TASK TO COMPLETE:
Among the entries that follow, find every line with the word "shortened" and list it.

Collected data entries:
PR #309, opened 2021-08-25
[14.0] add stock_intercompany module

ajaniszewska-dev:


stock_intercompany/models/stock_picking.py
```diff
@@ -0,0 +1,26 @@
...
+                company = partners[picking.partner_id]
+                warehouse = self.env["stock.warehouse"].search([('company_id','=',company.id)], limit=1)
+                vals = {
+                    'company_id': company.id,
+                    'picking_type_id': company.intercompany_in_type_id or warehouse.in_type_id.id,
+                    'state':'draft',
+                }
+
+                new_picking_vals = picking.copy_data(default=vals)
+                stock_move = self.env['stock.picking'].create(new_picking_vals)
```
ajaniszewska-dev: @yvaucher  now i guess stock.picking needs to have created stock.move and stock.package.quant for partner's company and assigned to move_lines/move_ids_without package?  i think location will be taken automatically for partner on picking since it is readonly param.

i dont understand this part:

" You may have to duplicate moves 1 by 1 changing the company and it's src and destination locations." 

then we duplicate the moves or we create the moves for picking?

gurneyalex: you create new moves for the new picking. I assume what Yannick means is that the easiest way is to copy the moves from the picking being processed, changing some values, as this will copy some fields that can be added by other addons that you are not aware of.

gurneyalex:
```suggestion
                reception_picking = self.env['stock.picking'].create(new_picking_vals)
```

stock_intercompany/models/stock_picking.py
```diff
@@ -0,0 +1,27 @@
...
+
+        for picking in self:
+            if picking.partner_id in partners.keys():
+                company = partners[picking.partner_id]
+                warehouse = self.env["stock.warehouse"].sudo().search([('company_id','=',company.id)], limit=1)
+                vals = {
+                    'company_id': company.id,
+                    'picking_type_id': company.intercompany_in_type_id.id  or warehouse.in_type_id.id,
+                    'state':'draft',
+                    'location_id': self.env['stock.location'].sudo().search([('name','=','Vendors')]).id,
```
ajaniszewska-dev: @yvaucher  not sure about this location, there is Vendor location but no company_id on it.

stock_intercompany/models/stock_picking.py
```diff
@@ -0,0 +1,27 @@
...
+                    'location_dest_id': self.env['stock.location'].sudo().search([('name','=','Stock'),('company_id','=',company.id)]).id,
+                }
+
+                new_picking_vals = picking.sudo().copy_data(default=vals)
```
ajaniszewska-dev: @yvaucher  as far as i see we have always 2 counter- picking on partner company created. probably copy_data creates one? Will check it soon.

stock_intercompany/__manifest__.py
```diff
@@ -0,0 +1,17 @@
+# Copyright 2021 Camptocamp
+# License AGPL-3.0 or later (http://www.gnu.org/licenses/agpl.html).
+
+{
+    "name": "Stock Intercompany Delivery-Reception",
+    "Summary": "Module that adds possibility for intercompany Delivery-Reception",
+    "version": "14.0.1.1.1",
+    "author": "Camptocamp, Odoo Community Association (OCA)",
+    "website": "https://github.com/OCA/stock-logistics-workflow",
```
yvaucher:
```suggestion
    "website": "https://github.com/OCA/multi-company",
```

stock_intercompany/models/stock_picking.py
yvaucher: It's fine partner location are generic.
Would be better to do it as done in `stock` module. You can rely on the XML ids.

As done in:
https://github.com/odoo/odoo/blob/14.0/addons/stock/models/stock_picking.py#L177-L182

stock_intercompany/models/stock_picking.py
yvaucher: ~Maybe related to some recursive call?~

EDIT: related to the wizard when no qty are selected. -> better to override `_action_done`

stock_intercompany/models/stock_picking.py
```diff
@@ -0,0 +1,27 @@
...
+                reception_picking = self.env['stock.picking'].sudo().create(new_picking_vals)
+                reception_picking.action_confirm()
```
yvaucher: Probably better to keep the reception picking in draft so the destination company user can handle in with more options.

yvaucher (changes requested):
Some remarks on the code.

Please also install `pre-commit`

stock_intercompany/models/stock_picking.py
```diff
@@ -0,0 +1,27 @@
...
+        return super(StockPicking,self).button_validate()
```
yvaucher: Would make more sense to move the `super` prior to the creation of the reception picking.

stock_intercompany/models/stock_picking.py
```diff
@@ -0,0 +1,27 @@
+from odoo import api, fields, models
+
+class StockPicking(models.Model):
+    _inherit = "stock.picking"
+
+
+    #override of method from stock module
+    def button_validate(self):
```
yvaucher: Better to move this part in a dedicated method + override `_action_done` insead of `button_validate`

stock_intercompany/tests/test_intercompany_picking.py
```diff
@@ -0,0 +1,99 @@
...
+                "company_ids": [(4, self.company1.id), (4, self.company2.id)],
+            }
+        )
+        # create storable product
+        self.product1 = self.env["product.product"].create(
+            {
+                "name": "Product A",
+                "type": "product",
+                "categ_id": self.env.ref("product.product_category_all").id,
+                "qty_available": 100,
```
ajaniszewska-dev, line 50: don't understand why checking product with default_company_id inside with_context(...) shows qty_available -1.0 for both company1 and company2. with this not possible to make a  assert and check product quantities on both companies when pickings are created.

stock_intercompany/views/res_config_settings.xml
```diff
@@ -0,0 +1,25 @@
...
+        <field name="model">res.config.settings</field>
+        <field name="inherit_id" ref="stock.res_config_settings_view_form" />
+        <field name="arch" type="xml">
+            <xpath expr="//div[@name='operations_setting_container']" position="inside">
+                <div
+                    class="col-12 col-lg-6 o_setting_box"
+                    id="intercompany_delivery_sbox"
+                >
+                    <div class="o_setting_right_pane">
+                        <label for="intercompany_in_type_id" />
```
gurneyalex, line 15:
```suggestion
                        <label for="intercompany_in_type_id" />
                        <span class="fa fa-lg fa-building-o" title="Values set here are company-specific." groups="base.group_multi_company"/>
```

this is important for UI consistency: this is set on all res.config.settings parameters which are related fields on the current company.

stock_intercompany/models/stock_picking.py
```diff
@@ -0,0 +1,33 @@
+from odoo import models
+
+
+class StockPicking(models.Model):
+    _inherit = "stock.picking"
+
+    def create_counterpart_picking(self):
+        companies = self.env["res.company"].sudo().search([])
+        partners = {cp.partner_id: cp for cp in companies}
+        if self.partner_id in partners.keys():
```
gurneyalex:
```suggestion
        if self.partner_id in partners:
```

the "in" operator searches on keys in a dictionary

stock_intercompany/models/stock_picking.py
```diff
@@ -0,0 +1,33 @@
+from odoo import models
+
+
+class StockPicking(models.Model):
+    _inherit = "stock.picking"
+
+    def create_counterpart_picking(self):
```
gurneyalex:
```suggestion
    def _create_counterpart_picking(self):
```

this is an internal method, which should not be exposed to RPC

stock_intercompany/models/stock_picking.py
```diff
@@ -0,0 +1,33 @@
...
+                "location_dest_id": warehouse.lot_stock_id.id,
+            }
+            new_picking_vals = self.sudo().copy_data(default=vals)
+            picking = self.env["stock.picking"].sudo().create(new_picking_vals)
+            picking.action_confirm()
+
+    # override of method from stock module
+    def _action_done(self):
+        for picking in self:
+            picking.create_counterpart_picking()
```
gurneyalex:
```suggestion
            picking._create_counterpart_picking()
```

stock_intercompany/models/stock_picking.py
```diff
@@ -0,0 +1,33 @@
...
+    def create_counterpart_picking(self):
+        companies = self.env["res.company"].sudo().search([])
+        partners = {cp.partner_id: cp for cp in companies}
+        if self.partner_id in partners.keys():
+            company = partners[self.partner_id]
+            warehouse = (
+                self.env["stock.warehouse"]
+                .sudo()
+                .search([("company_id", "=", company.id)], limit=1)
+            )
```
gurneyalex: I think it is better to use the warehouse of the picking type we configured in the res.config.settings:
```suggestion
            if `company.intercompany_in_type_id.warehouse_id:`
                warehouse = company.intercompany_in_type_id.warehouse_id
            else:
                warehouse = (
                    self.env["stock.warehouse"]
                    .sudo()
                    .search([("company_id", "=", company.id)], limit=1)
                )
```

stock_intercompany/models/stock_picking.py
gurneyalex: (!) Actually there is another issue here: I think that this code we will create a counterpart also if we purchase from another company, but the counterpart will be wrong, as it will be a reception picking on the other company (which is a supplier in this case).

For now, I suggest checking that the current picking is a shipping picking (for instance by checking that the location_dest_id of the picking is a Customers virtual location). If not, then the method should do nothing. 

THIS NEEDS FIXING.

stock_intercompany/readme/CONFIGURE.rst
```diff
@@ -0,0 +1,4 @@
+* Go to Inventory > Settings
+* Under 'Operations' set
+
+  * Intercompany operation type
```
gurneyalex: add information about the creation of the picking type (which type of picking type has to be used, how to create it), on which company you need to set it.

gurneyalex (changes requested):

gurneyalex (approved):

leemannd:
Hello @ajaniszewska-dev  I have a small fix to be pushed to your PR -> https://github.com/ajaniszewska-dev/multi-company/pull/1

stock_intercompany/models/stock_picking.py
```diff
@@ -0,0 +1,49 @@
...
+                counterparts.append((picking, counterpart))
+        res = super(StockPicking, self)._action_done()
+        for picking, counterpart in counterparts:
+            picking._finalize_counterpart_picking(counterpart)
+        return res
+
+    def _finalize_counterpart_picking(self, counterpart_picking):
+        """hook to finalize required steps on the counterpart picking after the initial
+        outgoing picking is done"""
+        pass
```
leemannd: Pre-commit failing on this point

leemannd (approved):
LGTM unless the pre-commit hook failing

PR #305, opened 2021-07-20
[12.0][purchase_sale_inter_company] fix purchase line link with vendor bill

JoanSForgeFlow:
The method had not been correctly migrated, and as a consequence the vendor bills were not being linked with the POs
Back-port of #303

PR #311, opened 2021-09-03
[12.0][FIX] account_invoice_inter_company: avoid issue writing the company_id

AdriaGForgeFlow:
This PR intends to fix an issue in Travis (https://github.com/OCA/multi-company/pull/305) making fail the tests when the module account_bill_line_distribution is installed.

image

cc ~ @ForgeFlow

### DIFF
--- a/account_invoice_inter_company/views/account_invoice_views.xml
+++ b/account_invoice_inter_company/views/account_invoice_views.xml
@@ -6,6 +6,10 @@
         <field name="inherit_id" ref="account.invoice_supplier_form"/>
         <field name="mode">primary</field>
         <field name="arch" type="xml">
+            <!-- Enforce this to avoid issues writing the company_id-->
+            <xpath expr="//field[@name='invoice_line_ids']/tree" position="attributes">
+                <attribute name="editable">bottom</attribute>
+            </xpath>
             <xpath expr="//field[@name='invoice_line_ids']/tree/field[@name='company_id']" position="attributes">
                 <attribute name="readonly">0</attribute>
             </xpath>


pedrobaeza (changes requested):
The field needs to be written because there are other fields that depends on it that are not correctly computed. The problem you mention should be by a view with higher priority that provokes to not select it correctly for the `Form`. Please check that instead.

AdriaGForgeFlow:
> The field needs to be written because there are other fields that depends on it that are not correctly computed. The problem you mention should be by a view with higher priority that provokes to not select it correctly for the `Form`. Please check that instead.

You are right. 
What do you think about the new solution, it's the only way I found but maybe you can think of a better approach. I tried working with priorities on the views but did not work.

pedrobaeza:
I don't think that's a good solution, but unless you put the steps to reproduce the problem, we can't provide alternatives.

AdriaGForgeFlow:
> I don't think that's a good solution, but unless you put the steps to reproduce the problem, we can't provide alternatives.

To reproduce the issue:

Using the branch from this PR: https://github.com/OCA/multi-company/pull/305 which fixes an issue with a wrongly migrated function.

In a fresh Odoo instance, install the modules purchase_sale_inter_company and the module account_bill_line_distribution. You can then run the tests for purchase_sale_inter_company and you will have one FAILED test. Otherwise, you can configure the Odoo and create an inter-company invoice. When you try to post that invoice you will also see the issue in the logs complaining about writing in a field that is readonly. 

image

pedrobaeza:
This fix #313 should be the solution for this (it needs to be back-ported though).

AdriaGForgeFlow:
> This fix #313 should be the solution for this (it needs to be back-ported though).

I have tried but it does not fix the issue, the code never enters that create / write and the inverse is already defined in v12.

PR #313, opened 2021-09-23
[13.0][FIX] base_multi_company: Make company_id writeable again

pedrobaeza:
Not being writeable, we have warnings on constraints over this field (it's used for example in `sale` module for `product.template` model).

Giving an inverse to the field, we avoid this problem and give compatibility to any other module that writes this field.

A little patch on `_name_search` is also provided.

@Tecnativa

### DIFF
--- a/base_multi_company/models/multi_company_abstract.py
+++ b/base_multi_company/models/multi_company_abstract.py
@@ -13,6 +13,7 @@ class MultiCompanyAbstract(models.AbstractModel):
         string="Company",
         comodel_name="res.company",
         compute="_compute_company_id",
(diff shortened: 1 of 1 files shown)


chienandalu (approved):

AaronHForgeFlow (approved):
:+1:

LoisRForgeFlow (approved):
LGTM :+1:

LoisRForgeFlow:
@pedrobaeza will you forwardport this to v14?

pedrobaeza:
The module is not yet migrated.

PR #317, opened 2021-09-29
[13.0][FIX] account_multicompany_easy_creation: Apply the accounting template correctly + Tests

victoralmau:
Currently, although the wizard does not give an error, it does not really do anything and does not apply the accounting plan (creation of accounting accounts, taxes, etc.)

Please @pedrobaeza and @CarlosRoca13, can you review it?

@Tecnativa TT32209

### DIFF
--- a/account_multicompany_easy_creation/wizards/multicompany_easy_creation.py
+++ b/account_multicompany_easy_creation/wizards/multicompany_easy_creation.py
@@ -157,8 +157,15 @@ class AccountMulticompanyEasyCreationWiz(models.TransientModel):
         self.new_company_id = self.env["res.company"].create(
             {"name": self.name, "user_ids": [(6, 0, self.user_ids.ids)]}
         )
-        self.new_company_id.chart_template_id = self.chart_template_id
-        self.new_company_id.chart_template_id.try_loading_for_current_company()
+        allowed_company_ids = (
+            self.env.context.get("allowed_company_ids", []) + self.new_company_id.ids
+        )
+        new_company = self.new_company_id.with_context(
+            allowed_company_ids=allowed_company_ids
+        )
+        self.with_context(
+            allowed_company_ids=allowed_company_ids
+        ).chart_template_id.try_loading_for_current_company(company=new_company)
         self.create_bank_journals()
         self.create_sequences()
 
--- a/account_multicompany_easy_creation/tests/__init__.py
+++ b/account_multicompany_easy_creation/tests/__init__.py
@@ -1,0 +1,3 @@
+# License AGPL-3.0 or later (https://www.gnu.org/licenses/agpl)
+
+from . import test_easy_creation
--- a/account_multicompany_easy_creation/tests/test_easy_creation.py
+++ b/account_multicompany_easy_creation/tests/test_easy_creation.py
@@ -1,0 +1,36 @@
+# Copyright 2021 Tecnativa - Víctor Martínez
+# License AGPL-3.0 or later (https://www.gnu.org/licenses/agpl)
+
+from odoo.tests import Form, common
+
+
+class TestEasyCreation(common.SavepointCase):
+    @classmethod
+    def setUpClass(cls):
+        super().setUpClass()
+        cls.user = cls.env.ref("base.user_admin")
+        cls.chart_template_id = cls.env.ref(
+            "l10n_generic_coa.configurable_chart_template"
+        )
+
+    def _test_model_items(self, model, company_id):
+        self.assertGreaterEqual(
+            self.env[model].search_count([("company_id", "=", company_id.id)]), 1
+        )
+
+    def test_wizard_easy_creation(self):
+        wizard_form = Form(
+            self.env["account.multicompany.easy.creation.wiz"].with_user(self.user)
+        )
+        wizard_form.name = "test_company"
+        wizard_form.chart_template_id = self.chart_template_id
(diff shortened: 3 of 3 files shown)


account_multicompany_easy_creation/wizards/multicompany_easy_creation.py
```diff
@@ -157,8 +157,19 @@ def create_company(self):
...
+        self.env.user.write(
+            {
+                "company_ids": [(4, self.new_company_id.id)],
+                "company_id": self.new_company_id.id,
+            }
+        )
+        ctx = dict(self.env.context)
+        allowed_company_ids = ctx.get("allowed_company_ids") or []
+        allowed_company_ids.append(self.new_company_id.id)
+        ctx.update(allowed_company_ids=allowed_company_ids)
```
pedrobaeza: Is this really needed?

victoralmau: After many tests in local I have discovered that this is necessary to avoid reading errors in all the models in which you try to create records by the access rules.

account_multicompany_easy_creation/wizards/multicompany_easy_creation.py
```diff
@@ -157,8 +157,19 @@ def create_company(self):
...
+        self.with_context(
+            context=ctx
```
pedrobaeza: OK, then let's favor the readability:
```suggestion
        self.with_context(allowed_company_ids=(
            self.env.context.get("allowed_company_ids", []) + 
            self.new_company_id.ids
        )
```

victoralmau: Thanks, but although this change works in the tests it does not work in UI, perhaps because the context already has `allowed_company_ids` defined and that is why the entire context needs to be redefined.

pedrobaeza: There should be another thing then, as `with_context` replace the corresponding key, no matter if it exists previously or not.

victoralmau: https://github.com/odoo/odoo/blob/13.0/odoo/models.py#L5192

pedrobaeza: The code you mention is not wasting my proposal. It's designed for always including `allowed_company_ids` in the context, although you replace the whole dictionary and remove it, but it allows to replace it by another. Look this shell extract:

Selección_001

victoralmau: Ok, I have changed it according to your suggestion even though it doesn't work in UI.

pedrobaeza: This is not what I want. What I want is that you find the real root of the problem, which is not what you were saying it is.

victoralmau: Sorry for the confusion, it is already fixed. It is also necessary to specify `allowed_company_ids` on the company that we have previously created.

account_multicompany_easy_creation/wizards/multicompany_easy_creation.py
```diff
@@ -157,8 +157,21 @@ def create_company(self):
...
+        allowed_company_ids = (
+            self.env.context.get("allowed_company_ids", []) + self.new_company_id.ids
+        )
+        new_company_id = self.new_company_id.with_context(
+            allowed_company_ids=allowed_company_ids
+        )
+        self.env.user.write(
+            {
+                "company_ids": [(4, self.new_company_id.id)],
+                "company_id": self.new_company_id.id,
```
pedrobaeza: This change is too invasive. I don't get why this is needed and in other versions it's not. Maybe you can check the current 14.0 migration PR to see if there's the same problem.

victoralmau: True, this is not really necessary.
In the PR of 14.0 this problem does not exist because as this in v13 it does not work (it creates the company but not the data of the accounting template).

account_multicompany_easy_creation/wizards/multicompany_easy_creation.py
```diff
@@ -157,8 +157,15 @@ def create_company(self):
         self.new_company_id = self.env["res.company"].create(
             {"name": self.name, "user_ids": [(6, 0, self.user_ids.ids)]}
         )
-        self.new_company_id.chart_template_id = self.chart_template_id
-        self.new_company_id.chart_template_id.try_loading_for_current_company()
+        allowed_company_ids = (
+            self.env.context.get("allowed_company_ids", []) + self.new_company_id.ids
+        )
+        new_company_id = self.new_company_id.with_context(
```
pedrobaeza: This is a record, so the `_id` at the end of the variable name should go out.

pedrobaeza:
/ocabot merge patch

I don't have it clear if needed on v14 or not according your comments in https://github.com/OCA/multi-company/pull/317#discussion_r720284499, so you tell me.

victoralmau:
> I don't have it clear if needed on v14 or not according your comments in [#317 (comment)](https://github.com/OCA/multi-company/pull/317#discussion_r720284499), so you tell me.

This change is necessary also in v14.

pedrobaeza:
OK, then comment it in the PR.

TASK ANSWER:
(diff shortened: 1 of 1 files shown)
(diff shortened: 3 of 3 files shown)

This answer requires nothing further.